• Data under study
PR #554, opened 2023-08-01
fix fd_frank_quic (bad syscall and FDs being closed)

llamb-jump:
fix solana labs being created in the wrong namespace

### DIFF
--- a/src/app/fdctl/utility.c
+++ b/src/app/fdctl/utility.c
@@ -14,19 +14,44 @@
 #include <linux/netlink.h>
 #include <linux/rtnetlink.h>
 
-static int entered = 0;
+static int namespace_original_fd = 0;
 
 void
-enter_network_namespace( config_t * const config ) {
-  if( FD_LIKELY( !config->development.netns.enabled || entered ) ) return;
-  entered = 1;
-
+enter_network_namespace( const char * interface ) {
   char path[ PATH_MAX ];
-  snprintf1( path, PATH_MAX, "/var/run/netns/%s", config->tiles.quic.interface );
+  snprintf1( path, PATH_MAX, "/var/run/netns/%s", interface );
+
+  if( FD_LIKELY( !namespace_original_fd ) ) {
+    namespace_original_fd = open( "/proc/self/ns/net", O_RDONLY | O_CLOEXEC );
+    FD_LOG_NOTICE(("enter_network_namespace original %d", namespace_original_fd));
+    if( FD_UNLIKELY( namespace_original_fd < 0 ) ) FD_LOG_ERR(( "failed to open /proc/self/ns/net (%i-%s)", errno, strerror( errno ) ));
+  }
 
   int fd = open( path, O_RDONLY | O_CLOEXEC );
   if( FD_UNLIKELY( fd < 0 ) ) FD_LOG_ERR(( "failed to open `%s` (%i-%s)", path, errno, strerror( errno ) ));
   if( FD_UNLIKELY( setns( fd, CLONE_NEWNET ) ) ) FD_LOG_ERR(( "failed to enter network namespace `%s` (%i-%s)", path, errno, strerror( errno ) ));
+  int ret = close( fd );
+  if( FD_UNLIKELY( ret ) ) FD_LOG_ERR(( "enter_network_namespace %d (%i-%s)", ret, errno, strerror( errno ) ));
+}
+
+void
+close_network_namespace_original_fd( void ) {
+  int ret = close( namespace_original_fd );
+  if( FD_UNLIKELY( ret ) ) FD_LOG_ERR(( "leave_network_namespace %d (%i-%s)", ret, errno, strerror( errno ) ));
+}
+
+void
+leave_network_namespace( void ) {
+  if( FD_UNLIKELY( !namespace_original_fd ) ) {
+    FD_LOG_NOTICE(( "leave_network_namespace break early"));
+    return;
+  }
+
+  if( FD_UNLIKELY( setns( namespace_original_fd, CLONE_NEWNET ) ) ) FD_LOG_ERR(( "failed to enter original network namespace `%d` (%i-%s)", namespace_original_fd, errno, strerror( errno ) ));
+
+  int ret = close( namespace_original_fd );
+  if( FD_UNLIKELY( ret ) ) FD_LOG_ERR(( "leave_network_namespace %d (%i-%s)", ret, errno, strerror( errno ) ));
+  namespace_original_fd = 0;
 }
 
 void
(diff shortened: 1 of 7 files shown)


src/app/frank/fd_frank_quic.c
```diff
@@ -133,13 +133,14 @@ static long allow_syscalls[] = {
...
   __NR_getrandom, /* OpenSSL RAND_bytes reads getrandom, temporarily used as part of quic_init to generate a certificate */
+  __NR_sendto,    /* fd_xsk requires sendto */
 };
 
 fd_frank_task_t frank_quic = {
   .name     = "quic",
   .in_wksp  = NULL,
   .out_wksp = "quic_verify",
-  .close_fd_start = 4, /* stdin, stdout, stderr, logfile */
+  .close_fd_start = 6, /* stdin, stdout, stderr, logfile, network namespace, xsk->xsk_fd */
```
mmcgee-jump, line 143: Is the network namespace fd still open here? Or the kernel just doesn't reuse the fd?

src/app/fdctl/utility.c
```diff
@@ -14,19 +14,34 @@
...
-  entered = 1;
+static int namespace_original_fd = 0;
 
+int
+enter_network_namespace( const char * interface ) {
   char path[ PATH_MAX ];
-  snprintf1( path, PATH_MAX, "/var/run/netns/%s", config->tiles.quic.interface );
+  snprintf1( path, PATH_MAX, "/var/run/netns/%s", interface );
+
+  if( !namespace_original_fd ) {
```
mmcgee-jump, line 24: if( FD_LIKELY( ... )

src/app/fdctl/utility.c
```diff
@@ -14,19 +14,34 @@
...
+    namespace_original_fd = open( "/proc/self/ns/net", O_RDONLY | O_CLOEXEC );
+    if( FD_UNLIKELY( namespace_original_fd < 0 ) ) FD_LOG_ERR(( "failed to open /proc/self/ns/net (%i-%s)", errno, strerror( errno ) ));
+  }
 
   int fd = open( path, O_RDONLY | O_CLOEXEC );
   if( FD_UNLIKELY( fd < 0 ) ) FD_LOG_ERR(( "failed to open `%s` (%i-%s)", path, errno, strerror( errno ) ));
   if( FD_UNLIKELY( setns( fd, CLONE_NEWNET ) ) ) FD_LOG_ERR(( "failed to enter network namespace `%s` (%i-%s)", path, errno, strerror( errno ) ));
+  close( fd );
```
mmcgee-jump, line 32: Error checking, FD_UNLIKELY etc.

src/app/fdctl/utility.c
```diff
@@ -14,19 +14,34 @@
...
+
+  return 0;
```
mmcgee-jump, line 34: Doesn't need the return I think

src/app/fdctl/utility.c
```diff
@@ -14,19 +14,34 @@
...
+}
+
+void
+leave_network_namespace() {
+  if( !namespace_original_fd ) return;
```
mmcgee-jump, line 39: FD_UNLIKELY

src/app/frank/fd_frank_quic.c
llamb-jump: Updated to close the network namespace FD.

src/app/fdctl/utility.c
```diff
@@ -14,21 +14,37 @@
 #include <linux/netlink.h>
 #include <linux/rtnetlink.h>
 
-static int entered = 0;
+static int namespace_original_fd = 0;
 
 void
-enter_network_namespace( config_t * const config ) {
-  if( FD_LIKELY( !config->development.netns.enabled || entered ) ) return;
```
mmcgee-jump, line 21: Why did we remove this check? I think it's an error to enter the namespace if netns is not enabled, that will prevent bind from succeeding on a host device.

src/app/frank/fd_frank_quic.c
```diff
@@ -19,6 +20,12 @@ init( fd_frank_args_t * args ) {
   args->xsk = fd_xsk_join( fd_wksp_pod_map( args->tile_pod, "xsk" ) );
   if( FD_UNLIKELY( !args->xsk ) ) FD_LOG_ERR(( "fd_xsk_join failed" ));
 
+  /* We close utility.c:namespace_original_fd which is opened with enter_network_namespace and
+     closed in leave_network_namespace. This tile does not want to leave the namespace so close the FD
+     instead of leaking it. */
+  int ret = close( 4 );
```
mmcgee-jump, line 26: This feels a bit hacky and modifies the prod boot sequence to deal with development code, which I don't think we want. If you launch the Solana process before any Firedancer tiles, you can do the following sequence.

 1. Leave netns if it's entered (due to running config), this only needs to happen in `dev.c` as fdctl will never do configuration as part of `run`, close the fd.
 2. Spawn Solana tile. Not in network namespace. No fds open.
 3. Rejoin netns from path /var/... if needed.
 4. Close after joining.
 5. Spawn Firedancer tiles, no fds open.

src/app/frank/fd_frank_quic.c
```diff
@@ -133,13 +140,14 @@ static long allow_syscalls[] = {
   __NR_nanosleep, /* fd_tempo_tick_per_ns calibration */
   __NR_getpid,    /* OpenSSL RAND_bytes checks pid, temporarily used as part of quic_init to generate a certificate */
   __NR_getrandom, /* OpenSSL RAND_bytes reads getrandom, temporarily used as part of quic_init to generate a certificate */
+  __NR_sendto,    /* fd_xsk requires sendto */
```
mmcgee-jump, line 143: This should be changed to __NR_send to be maximally restrictive. I'm not sure why that wasn't defined for you, but maybe it's not in syscalls.h and you need another header. The syscall definitely exists.

mmcgee-jump:
Everyone on the team seems to have different standards for the commit messages, but I would maybe make this a bit more verbose, something like

> fdctl: allow send() syscall in quic tile, and fixes for running under network namespace
>
> QUIC uses the `send` syscall internally to cause the device to flush pending reads/writes. This should tend to happen automatically as the driver spins its own loop reading/writing our XSKs, but we have found for now it can improve performance.
>
> As well, when using network namespaces for development, we should not run Solana inside it for now since they don't support this.

src/app/fdctl/utility.c
llamb-jump: that was a mistake good catch

src/app/frank/fd_frank_quic.c
llamb-jump: __NR_send isn't available on our current hosts

src/app/fdctl/utility.c
llamb-jump: updated

src/app/frank/fd_frank_quic.c
llamb-jump: updated

mmcgee-jump (dismissed):

mmcgee-jump (approved):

• Directions
Reply with the number of lines in the entries that hold the word "happen", and add no other words.

• Output
2